- **Assignment**
In the entries below, find the line with "We note a segment" and the line with "Group 1 will be compacted". Print those two and everything between them exactly, and nothing else.

- **Supplied material**
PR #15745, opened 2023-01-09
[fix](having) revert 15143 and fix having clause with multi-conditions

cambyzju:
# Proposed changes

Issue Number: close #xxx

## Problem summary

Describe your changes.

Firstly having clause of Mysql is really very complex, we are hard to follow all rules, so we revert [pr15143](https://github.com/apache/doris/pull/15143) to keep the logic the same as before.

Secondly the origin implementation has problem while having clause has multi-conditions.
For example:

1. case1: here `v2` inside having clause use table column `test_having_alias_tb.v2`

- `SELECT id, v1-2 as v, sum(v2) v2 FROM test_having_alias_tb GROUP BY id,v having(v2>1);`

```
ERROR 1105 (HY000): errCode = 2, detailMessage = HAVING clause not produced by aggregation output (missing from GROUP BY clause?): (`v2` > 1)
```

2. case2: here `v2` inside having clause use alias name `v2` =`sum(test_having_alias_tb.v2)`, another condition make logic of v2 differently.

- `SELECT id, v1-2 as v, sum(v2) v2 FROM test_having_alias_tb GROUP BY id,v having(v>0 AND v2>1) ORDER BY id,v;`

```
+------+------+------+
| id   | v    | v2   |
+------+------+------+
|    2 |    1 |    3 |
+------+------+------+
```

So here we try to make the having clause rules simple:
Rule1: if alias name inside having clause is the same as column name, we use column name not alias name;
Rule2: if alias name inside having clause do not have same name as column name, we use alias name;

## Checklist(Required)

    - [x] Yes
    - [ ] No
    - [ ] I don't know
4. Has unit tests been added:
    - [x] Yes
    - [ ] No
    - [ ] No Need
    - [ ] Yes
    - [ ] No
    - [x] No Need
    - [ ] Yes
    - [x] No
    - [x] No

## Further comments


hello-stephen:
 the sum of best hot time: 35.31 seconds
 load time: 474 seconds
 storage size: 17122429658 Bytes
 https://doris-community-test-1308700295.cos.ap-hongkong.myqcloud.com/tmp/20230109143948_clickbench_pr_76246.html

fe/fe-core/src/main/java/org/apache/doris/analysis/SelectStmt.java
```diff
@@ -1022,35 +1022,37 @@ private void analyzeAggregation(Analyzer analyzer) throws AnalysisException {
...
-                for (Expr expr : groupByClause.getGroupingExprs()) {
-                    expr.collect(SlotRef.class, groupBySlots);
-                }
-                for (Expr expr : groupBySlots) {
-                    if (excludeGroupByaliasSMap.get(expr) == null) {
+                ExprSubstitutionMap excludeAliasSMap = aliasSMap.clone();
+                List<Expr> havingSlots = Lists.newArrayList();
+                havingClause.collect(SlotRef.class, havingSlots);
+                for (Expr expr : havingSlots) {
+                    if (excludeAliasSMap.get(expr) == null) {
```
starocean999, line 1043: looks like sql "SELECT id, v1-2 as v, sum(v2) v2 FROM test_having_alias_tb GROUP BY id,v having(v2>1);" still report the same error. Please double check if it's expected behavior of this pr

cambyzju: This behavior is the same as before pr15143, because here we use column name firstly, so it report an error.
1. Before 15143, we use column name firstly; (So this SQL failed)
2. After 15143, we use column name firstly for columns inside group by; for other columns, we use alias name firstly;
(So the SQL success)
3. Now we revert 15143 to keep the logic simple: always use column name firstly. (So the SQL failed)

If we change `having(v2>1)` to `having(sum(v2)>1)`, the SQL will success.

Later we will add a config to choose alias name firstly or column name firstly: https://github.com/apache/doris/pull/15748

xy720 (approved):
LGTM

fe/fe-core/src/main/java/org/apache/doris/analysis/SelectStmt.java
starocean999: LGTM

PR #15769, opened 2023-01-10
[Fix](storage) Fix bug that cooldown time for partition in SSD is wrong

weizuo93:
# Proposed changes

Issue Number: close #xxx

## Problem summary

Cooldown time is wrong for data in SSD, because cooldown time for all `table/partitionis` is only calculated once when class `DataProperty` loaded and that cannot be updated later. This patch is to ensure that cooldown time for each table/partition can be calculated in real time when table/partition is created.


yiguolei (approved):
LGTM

==

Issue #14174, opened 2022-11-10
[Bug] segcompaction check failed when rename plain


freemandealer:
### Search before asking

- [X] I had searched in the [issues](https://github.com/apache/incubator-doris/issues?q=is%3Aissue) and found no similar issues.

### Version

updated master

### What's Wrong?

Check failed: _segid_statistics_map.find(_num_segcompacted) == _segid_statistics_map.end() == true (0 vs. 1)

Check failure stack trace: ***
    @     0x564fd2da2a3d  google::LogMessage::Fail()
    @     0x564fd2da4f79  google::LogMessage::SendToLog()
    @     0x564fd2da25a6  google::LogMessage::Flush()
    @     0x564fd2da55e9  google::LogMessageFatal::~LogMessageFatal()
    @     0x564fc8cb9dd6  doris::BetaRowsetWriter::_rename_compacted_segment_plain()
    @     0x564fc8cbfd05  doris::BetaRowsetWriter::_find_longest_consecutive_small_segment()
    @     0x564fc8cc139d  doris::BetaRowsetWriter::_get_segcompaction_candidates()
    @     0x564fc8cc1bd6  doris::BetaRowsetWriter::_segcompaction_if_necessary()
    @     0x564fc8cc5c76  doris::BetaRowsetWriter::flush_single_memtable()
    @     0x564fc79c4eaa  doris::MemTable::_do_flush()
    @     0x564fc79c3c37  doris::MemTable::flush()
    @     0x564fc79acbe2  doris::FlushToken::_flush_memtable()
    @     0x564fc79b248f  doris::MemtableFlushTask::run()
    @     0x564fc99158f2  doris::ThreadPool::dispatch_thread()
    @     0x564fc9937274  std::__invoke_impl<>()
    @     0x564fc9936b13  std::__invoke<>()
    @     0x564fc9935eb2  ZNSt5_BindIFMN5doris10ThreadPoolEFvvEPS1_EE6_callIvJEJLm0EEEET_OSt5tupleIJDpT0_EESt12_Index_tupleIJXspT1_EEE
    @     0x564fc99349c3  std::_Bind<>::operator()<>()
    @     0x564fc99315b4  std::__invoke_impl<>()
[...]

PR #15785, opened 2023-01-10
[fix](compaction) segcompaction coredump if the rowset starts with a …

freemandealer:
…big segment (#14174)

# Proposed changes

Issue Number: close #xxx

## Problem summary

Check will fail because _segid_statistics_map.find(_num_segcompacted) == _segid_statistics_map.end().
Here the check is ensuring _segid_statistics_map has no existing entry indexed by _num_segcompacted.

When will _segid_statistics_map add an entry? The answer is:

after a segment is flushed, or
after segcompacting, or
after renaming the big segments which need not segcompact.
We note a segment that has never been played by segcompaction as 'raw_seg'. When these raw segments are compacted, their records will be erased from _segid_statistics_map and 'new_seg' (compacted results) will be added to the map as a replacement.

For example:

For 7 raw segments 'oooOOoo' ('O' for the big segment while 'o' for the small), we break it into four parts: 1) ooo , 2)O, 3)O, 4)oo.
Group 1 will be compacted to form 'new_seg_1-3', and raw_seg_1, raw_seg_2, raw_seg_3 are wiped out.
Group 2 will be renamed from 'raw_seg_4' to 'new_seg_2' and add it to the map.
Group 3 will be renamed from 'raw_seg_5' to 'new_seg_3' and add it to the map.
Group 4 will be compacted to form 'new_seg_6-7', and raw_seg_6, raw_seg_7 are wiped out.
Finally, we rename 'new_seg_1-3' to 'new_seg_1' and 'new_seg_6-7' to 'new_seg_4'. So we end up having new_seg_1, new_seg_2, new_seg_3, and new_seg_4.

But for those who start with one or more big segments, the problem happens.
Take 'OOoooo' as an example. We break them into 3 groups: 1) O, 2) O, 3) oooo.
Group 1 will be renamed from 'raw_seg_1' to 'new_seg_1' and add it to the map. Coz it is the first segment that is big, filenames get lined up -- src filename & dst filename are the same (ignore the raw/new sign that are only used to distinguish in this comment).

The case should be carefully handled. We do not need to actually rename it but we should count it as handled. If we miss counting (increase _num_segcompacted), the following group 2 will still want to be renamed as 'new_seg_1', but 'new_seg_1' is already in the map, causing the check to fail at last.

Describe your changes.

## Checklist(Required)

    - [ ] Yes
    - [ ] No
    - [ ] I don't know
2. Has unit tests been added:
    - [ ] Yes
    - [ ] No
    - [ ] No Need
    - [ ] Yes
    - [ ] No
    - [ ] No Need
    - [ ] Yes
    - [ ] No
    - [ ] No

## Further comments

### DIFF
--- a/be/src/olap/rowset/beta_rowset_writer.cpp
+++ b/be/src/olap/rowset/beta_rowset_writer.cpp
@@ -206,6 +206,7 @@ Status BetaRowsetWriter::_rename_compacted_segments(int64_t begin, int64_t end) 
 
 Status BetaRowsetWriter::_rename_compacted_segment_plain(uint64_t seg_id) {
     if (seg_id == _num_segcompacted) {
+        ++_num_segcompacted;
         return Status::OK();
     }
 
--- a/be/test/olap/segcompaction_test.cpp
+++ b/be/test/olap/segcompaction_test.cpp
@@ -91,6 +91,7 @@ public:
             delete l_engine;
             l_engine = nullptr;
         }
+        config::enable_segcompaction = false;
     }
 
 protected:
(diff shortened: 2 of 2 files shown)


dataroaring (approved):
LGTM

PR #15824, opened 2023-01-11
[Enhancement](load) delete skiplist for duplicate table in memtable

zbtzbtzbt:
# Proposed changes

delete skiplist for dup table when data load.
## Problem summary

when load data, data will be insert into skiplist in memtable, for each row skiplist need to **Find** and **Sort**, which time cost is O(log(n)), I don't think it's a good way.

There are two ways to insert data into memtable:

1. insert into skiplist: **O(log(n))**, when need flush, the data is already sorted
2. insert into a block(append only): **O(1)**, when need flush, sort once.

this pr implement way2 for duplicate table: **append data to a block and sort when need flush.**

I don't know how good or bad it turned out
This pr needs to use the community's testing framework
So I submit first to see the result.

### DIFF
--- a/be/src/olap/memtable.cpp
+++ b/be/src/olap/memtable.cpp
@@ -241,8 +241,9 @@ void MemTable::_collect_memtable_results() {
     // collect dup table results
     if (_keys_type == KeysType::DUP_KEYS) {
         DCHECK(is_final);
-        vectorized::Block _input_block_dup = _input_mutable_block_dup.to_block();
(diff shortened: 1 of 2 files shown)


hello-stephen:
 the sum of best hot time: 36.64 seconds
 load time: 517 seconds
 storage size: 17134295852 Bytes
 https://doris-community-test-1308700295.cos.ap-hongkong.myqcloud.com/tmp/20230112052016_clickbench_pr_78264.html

- **Expected output**
We note a segment that has never been played by segcompaction as 'raw_seg'. When these raw segments are compacted, their records will be erased from _segid_statistics_map and 'new_seg' (compacted results) will be added to the map as a replacement.

For example:

For 7 raw segments 'oooOOoo' ('O' for the big segment while 'o' for the small), we break it into four parts: 1) ooo , 2)O, 3)O, 4)oo.
Group 1 will be compacted to form 'new_seg_1-3', and raw_seg_1, raw_seg_2, raw_seg_3 are wiped out.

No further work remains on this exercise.